- [How to complete this task]
Retype each record exactly, please. Skip none.

- [Data]
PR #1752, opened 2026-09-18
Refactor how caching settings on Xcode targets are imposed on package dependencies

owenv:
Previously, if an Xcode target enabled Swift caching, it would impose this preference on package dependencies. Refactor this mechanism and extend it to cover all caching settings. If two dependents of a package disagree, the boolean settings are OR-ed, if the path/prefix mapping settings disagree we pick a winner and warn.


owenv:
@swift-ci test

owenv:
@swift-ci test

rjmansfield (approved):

- [Task output]
PR #1752, opened 2026-09-18
Refactor how caching settings on Xcode targets are imposed on package dependencies

owenv:
Previously, if an Xcode target enabled Swift caching, it would impose this preference on package dependencies. Refactor this mechanism and extend it to cover all caching settings. If two dependents of a package disagree, the boolean settings are OR-ed, if the path/prefix mapping settings disagree we pick a winner and warn.


owenv:
@swift-ci test

owenv:
@swift-ci test

rjmansfield (approved):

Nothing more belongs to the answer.